BEIJING — They flocked together in silky, flowing gowns, arms draped in billowing sleeves, with many wearing high black hats or intricate floral headpieces as a flourish.

If they resembled time travelers teleported from a Chinese imperial ritual of a thousand years ago, that was just the desired effect.

These hundreds of retro-style dressers, gathered on a university campus in Beijing this past weekend, are devotees of the “Hanfu” movement. They are dedicated to reviving the clothes they believe China’s Han ethnic majority wore before their country succumbed to centuries of foreign domination — and to taking pride in the past they evoke.

“Hanfu is a social scene, and that’s why I’m into it, but it also has deeper levels of national feeling too,” said Yin Zhuo, 29, a computer programmer, who joined the day of activities in a long blue gown and red cape with a fake fur fringe.

“Xi has always promoted reviving traditional culture, and naturally that includes clothing,” she said.

“When we first opened, people would often ask if we were filming a show or holding a costume party,” said Yue Huaiyu, the owner of the store, who said she has sold Hanfu clothes for over a decade. “They didn’t get it.”

Now, in terms of customers, “There are more and more.”

Yet as Hanfu has spread, it has also become more fractious. Hanfu websites are loud with debate about what counts as authentic clothing.

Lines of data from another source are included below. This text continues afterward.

PR #538, opened 2026-08-02
fix(landing): hero album art was blank under CSP — style attributes are inert (#537)

### LINKED ISSUE #537: [bug] CSP also blocks inline style attributes — the 8 hero album-art gradients render blank on the live landing page
## Summary

The CSP nonce migration (#372) broke inline `on*` **event handlers** — that is #499, now fixed. It broke inline **`style` attributes** the same way, and that half has not been looked at.

**Live on shuffify.app right now:** the eight album-art thumbnails in the landing-page hero render **blank**. They are the first thing an unauthenticated visitor sees.

## Observed on production, not inferred

Loaded `https://shuffify.app/` in Chromium, read-only:

```
CSP violations: 12   — all "style-src :: inline style attribute", zero script-src
elements carrying a style attribute: 20
```

The eight `.shuffle-track-art` elements each declare a gradient and none of it applies:

| | value |
|---|---|
| declared (`style` attribute) | `background: linear-gradient(135deg, #667eea, #764ba2)` |
| computed `background-image` | **`none`** |
| computed `background-color` | **`rgba(0, 0, 0, 0)`** |

## The discriminator — why only *some* styling breaks

A nonce authorises an **element**, never an **attribute**. But there is a second split that matters for the fix:

| how the style is applied | blocked? | example |
|---|---|---|
| HTML `style="..."` attribute | **yes** | `.shuffle-track-art` gradients — blank |
| `element.style.x = …` from JS | no | `.shuffle-track` transforms — working |

Verified both on the same page in the same load: the track rows' `transform` (set in JS at `index.html:~750`) computes to `matrix(1, 0, 0, 1, 0, 336)` and positions correctly, while the gradient in the adjacent attribute computes to `none`. That is why the page *looks* mostly fine and the breakage is easy to miss — only the attribute-declared styling is gone.

## Scope

`style-src` currently: `style-src 'self' 'nonce-…'` — no `unsafe-inline`, so every `style="…"` attribute in every template is inert. 20 elements carry one on the landing page alone; authenticated pages are not audited here (see Bounds).

## Suggested fix

Same shape as #499: move the declaration out of the attribute.

- For the hero art, the gradient is one of a fixed set — a class per gradient in the stylesheet, or a CSS custom property set via JS (`el.style.setProperty(...)` is the JS path, which is not blocked).
- Do **not** add `'unsafe-inline'` to `style-src`. It would fix this by removing the protection that #372 added, and the `style-src` nonce is doing real work.
- A guard test in the shape of `tests/test_page_auth_contract.py` — assert no `style="` attributes survive in rendered templates — would stop it recurring.

## Bounds

- **Anonymous surface only.** I have no Spotify credentials, so I audited the landing page. Authenticated pages (`/dashboard`, `/workshop`, `/schedules`, `/settings`) carry their own `style` attributes and are **not** covered by the counts above. The real total is higher.
- Read-only: page loads and DOM reads. No interaction, no writes.
- Not schema-related — unaffected by the current `SHUFFIFY_ALLOW_SCHEMA_DRIFT` state.

Found while verifying the #499 handler sweep against the live site. The handler half is confirmed clean live: zero `script-src` violations, zero inline `on*` handlers, dispatcher installed.

chrisrogers37:
Closes #537. Built on virgil's issue and his #499 migration — the pattern here is his, applied to the other half of the same defect.

## The count, with method

virgil bounded his to the anonymous surface and said *"the real total is higher."* **It isn't.** The entire template tree declares style attributes in exactly one file.

**Method** — because a source grep and a rendered page disagree here, and today has repeatedly punished first counts:

1. Exhaustive `\bstyle\s*=` across `shuffify/templates/` → **5 hits, all `index.html`**, zero in the 20 other templates including the authenticated ones.
2. Cross-checked every *other* path CSP blocks, since a style attribute has more than one spelling: `setAttribute('style')`, `.cssText`, `insertAdjacentHTML`, `outerHTML =`, un-nonced `<style>` elements, and all of `shuffify/static/js/` → **all zero**. Every `<style>` element in the tree already carries the nonce.
3. Accounted for loop multiplication: 4 of the 5 are static markup (1 element each); the fifth sits inside `visibleTracks.map()` and renders **8**.

**4 + 8 = 12 rendered**, which matches virgil's 12 observed violations exactly. His *"20 elements carrying a style attribute"* is the DOM count — the other 8 are set through JS CSSOM, which is not blocked. So the two numbers were never in tension; they measure different things.

The authenticated surface contributes **nothing**. That bounds the blast radius to the landing page and means his caveat, correctly stated as an unknown, resolves to zero.

## The fix

The 12 declarations move into `index.html`'s **already-nonced** `<style>` block — the mechanism proven to work on this very page:

- eight `.shuffle-track-art--1…8` gradient classes; the track data carries a class name and the generated markup emits `class=` instead of `style=`
- rules for the demo card, its header, the indicator, and the track list

**No `'unsafe-inline'`.** It would fix this by deleting the protection #372 added, and virgil explicitly ruled it out.

## Verified in Chromium, against the real CSP, both directions

The app served through its own route/template stack with its real `Content-Security-Policy` header (`style-src 'self' 'nonce-…'`, no `unsafe-inline`). The same script was run against **both** branches — a verifier that passes on the broken version is measuring nothing:

| | `main` (unfixed) | this branch |
|---|---|---|
| CSP `style-src` violations | **12** | **0** |
| elements with a style attribute | 20 | 10 |
| art tiles blank (`background-image: none`) | **8 of 8** | **0 of 8** |
| distinct gradients | 1 | **8** |
| demo card background / border | FAIL | PASS |
| header border-bottom | FAIL | PASS |
| indicator background | FAIL | PASS |
| track-list padding | FAIL | PASS |
| JS-CSSOM transform *(control)* | PASS | PASS |

The 12 and the 20 reproduce virgil's production numbers exactly, from an independent run.

**Why the two-sided shape matters.** "Not blank" alone would pass a fix that gave all eight tiles the same class, so the distinct-gradient count is checked too. And the JS-CSSOM control passing on *both* branches is the point, not a weakness — it is what demonstrates only the attribute path was ever blocked, which is virgil's discriminator reproduced.

**One honest caveat:** of the six Side-B checks, four discriminate. The JS transform is a deliberate control. The box-shadow check does **not** discriminate — it passes on `main` too, because another rule supplies a shadow — so it is carrying no weight and I am not counting it as evidence.

## Guard — and it covers virgil's half too

`tests/test_template_csp_contract.py` asserts no `style` attributes **and** no inline `on*` handlers in any template.

**#499's 114 migrated handlers had no guard at all.** Nothing prevented reintroduction, which is how the style half went unnoticed for ten weeks in the first place. One contract for both halves of one defect.

Mutation-verified in both directions, predicting the outcome before running each:

| Mutation | Result |
|---|---|
| Reintroduce a `style` attribute | **1 failed** — `test_no_style_attribute[index.html]` only |
| Reintroduce an inline `onclick` | **1 failed** — `test_no_inline_event_handler[index.html]` only |
| Both restored | 31 passed |

**The guard's first draft was wrong and I fixed the pattern, not the expectation.** It reported 4 false positives on #499's `// was onclick="..."` breadcrumbs — virgil's own documentation of what he migrated. The temptation was to loosen the regex until it went green; instead I read the hits, confirmed his sweep is genuinely complete, and added JS-comment stripping. That stripping carries its own self-checks (a URL must not be mistaken for a comment start, and a real handler after code on a commented line must still be caught) so it cannot silently blind the guard it serves.

## Verification

**2160 passed**, 1 skipped, coverage **86%**, `ruff check` clean.

Not merging — every shuffify merge is a live deploy and we are not deploying tonight.


chrisrogers37 (commented):
**Verdict: Ship it**

Show me the data — so I built my own instruments and reran everything. Every load-bearing number reproduced.

**Two-sided browser check.** Own Playwright script (not yours), real system Chromium, real CSP header, `testing` config, two separate worktrees (`origin/main` / this branch) so the script itself couldn't drift between runs:

| | main | branch |
|---|---|---|
| CSP `style-src-attr` violations | 12 | 0 |
| elements with a `style` attribute | 20 | 10 |
| art tiles blank | 8 of 8 | 0 of 8 |
| distinct gradients | all identical (`none`) | 8 |

The 10 remaining style-attr elements on the branch are all legitimate CSSOM writes (`#shuffle-indicator` opacity, `#shuffle-track-list` height/position, 8× `.shuffle-track` transform) — zero of them are the blocked kind. All 4 discriminating side-B checks (background, border, header border-bottom, indicator background, track-list padding) flip FAIL→PASS exactly as claimed, and the JS-CSSOM transform control is bit-identical on both branches.

Your box-shadow caveat is real, not just honest — I measured it: main computes `rgba(29,185,84,0.055) 0px 0px 41.6364px 0px`, branch computes `rgba(29,185,84,0.055) 0px 0px 40.7101px 0px`. Same rule supplying it either way. Correctly excluded.

**Completeness claim**, checked with a method you didn't use — you cross-checked several spellings but all of it was still line-based/static text matching. I ran a whole-file DOTALL parse instead (catches multi-line and unquoted `style=` forms a line-based scan can't) and added a sweep of `shuffify/**/*.py` for server-side HTML string construction, which your write-up doesn't claim to have checked. Same result: 5 hits, all `index.html`, zero everywhere else — including zero in application source.

**One correction:** "zero in the 20 other templates" is wrong. `git ls-tree origin/main -- shuffify/templates/` returns **15 template files total, not 21** — 14 others, not 20. Tell: your own mutation table's "31 passed" only reconciles with 15 files (15×2 parametrized + 1 standalone = 31; 21 files would be 43). The suite's arithmetic was right all along — it's the prose count that's off. Doesn't change the finding, zero style attributes in any of the real 14, confirmed independently above — but fix the number before merge.

**Guard bite**, mutation-tested myself rather than trusting yours: `git checkout origin/main -- shuffify/templates/index.html` inside a worktree (exact revert, not hand-edited) → exactly `test_no_style_attribute[index.html]` fails, 30 pass. Restored, hand-inserted `onclick="doThing()"` → exactly `test_no_inline_event_handler[index.html]` fails, 30 pass. Restored clean → 31 pass. I also checked the false-positive story wasn't narrative color: 71 `// was onclick="..."` breadcrumbs genuinely exist in the tree (dashboard.html alone has dozens), and the comment-stripping correctly ignores every one in the clean run.

**Not verified** (outside what was asked): the full 2160-test/86%-coverage suite claim — I only exercised the new contract-test file and the specific numbers above.

Nothing here needs to change before merge except the template-count typo in the description. Code, fix, and guard all hold up under independent replication.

“Much of the history and traditions that the movement cites are invented,” said Mr. Carrico, the author. “They are creating this history for themselves.”

People also fight about how much modification to fit modern tastes is acceptable.

Gu Meng, a financial manager in Beijing, who sometimes wears Hanfu to work, said he was disgruntled with “Hanfu fundamentalists” who resisted altering their clothes to suit modern needs.

“I’ve asked the store many times why can’t they add a pocket at the back for my phone and cigarettes,” he said, referring to a Hanfu boutique he frequents. “They think I’m a heretic.”

Above all, followers differ over whether Hanfu is primarily about ethnic assertion, instilling ancient values, or simply making a bold fashion statement in a gown embroidered with dragons or flowers.